Virology Journal (Mar 2012)

Human polyomaviruses identification by logic mining techniques

  • Weitschek Emanuel,
  • Lo Presti Alessandra,
  • Drovandi Guido,
  • Felici Giovanni,
  • Ciccozzi Massimo,
  • Ciotti Marco,
  • Bertolazzi Paola

DOI
https://doi.org/10.1186/1743-422X-9-58
Journal volume & issue
Vol. 9, no. 1
p. 58

Abstract

Read online

Abstract Background Differences in genomic sequences are crucial for the classification of viruses into different species. In this work, viral DNA sequences belonging to the human polyomaviruses BKPyV, JCPyV, KIPyV, WUPyV, and MCPyV are analyzed using a logic data mining method in order to identify the nucleotides which are able to distinguish the five different human polyomaviruses. Results The approach presented in this work is successful as it discovers several logic rules that effectively characterize the different five studied polyomaviruses.
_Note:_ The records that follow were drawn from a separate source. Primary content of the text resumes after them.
PR #1971, opened 2023-03-17
SWATCH-1039: Fix issues with hypervisor & non-hypervisor keys

kahowell:
https://issues.redhat.com/browse/SWATCH-1039

Note that I'm not 100% sure these fixes will address 1039, but there is a class of bugs these should address, and it is likely that SWATCH-1039 is one of these.

### DIFF
--- a/src/main/java/org/candlepin/subscriptions/tally/InventoryAccountUsageCollector.java
+++ b/src/main/java/org/candlepin/subscriptions/tally/InventoryAccountUsageCollector.java
@@ -512,6 +512,7 @@ public class InventoryAccountUsageCollector {
 
   private void reconcileHypervisorData(
       NormalizedFacts normalizedFacts, Host system, OrgHostsData orgHostsData, Set<Key> usageKeys) {
+    Set<HostBucketKey> seenBucketKeys = new HashSet<>();
     if (system.getHypervisorUuid() != null
         && orgHostsData.hasHypervisorUuid(system.getHypervisorUuid())) {
       // system is a guest w/ known hypervisor, we should add its buckets to hypervisor-guest data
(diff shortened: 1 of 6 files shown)


kahowell:
I changed the title and description, as I changed this PR to a subtask, and intend to follow-up with another subtask to validate whether this fixes the root issue in prod or not.

src/main/java/org/candlepin/subscriptions/tally/InventoryAccountUsageCollector.java
```diff
@@ -541,12 +541,12 @@ private void reconcileHypervisorData(
                   system.addBucket(bucket);
                   seenBucketKeys.add(bucket.getKey());
                 });
-        // remove any buckets for guests no longer present
-        system
-            .getBuckets()
-            .removeIf(b -> b.getKey().getAsHypervisor() && !seenBucketKeys.contains(b.getKey()));
       }
     }
+    // remove any buckets for guests no longer present
```
awood, line 546: Would you mind just adding a note here about what `asHypervisor` is meant to represent here?  I've been looking at this code for a few days and my understanding is still murky.  In 2 weeks time, I'll never remember :smile:

awood (changes requested):

src/main/java/org/candlepin/subscriptions/tally/InventoryAccountUsageCollector.java
kahowell: Done, feel free to reopen if you'd like me to clarify further.

kartikshahc:
@kahowell After our final test together yesterday the changes seem good to me.

mstead (approved):
I've tested this last night and again this morning and these changes address the issues.

src/main/java/org/candlepin/subscriptions/tally/InventoryAccountUsageCollector.java
awood: Perfect.  Now we just need to change the column name so that it makes sense. :laughing:

PR #1975, opened 2023-03-21
Enable swatch-contracts test APIs in stage

lindseyburnett:
Just to unblock QE testing in stage.  There's more involved work for SWATCH-882


swatch-contracts/src/main/resources/application.properties
```diff
@@ -10,7 +10,7 @@ DATABASE_PASSWORD: ${clowder.database.password:rhsm-subscriptions}
 
 SWATCH_TEST_APIS_ENABLED=true
 # following line to be removed in SWATCH-882
```
kahowell, line 12:
```suggestion
```

kahowell: stale comment

kahowell (changes requested):

kahowell (approved):

PR #2010, opened 2023-03-29
SWATCH-1011: Implement rate limiting for RHSM API interactions

kahowell:
https://issues.redhat.com/browse/SWATCH-1011

This introduces the following template params/env vars:

* `RHSM_API_LIMIT_FOR_PERIOD` - how many RHSM API operations allowed in the rate limit window.
* `RHSM_API_LIMIT_REFRESH_PERIOD` - how often the rate limit should be refreshed.
* `RHSM_API_LIMIT_TIMEOUT_DURATION` - the max time a pending RHSM API interaction should wait before timing out.

These are set by default to values that enforce an effective limit of 150 requests/second:

* limit: 150
* refresh period: 100ms
* timeout duration: 30m

Timeout chosen as 30m, as this corresponds to our kafka max poll interval (if it takes longer than that the kafka message is going to be rejected anyways)

Testing
=======

Run the application with some overrides to test the rate limiting:

```shell
DEV_MODE=true \
  RHSM_USE_STUB=true \
  RHSM_MAX_ATTEMPTS=1 \
  RHSM_API_LIMIT_REFRESH_PERIOD=60s \
  RHSM_API_LIMIT_FOR_PERIOD=1 \
  RHSM_API_LIMIT_TIMEOUT_DURATION=10s \
  ./gradlew :swatch-system-conduit:bootRun
```

Check the metrics for the rate limiter:

```shell
http :9000/metrics/ | grep resilience4j | grep rhsmApi
```

Observe there is a single "permission available" - indicating the rate limit is not yet exhausted.

Next, invoke conduit operations:

```shell
http :8000/api/rhsm-subscriptions/v1/internal/rpc/syncOrg \
  org_id=org123 \
  x-rh-swatch-psk:placeholder
```

Next, consult the metrics and see that there are no remaining permissions available.

Make the above request again, and see that it times out after 10s and responds with HTTP 429.

### DIFF
--- a/dependencies.gradle
+++ b/dependencies.gradle
@@ -51,6 +51,7 @@ libraries["quarkus-qpid-jms-bom"] = "io.quarkus.platform:quarkus-qpid-jms-bom:2.
 libraries["quarkus-bom"] = "io.quarkus.platform:quarkus-bom:2.16.5.Final"
 libraries["quarkus-logging-logback"] = "io.quarkiverse.logging.logback:quarkus-logging-logback:0.13.0"
 libraries["quarkus-logging-splunk"] = "io.quarkiverse.logging.splunk:quarkus-logging-splunk:2.5.1"
+libraries["resilience4j-spring-boot2"] = "io.github.resilience4j:resilience4j-spring-boot2:2.0.2"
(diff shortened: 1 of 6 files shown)


kartikshahc (approved):
LGTM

The individuated logic rules are able to separate precisely one viral type from the other and to assign an unknown DNA sequence to one of the five analyzed polyomaviruses. Conclusions The data mining analysis is performed by considering the complete sequences of the viruses and the sequences of the different gene regions separately, obtaining in both cases extremely high correct recognition rates.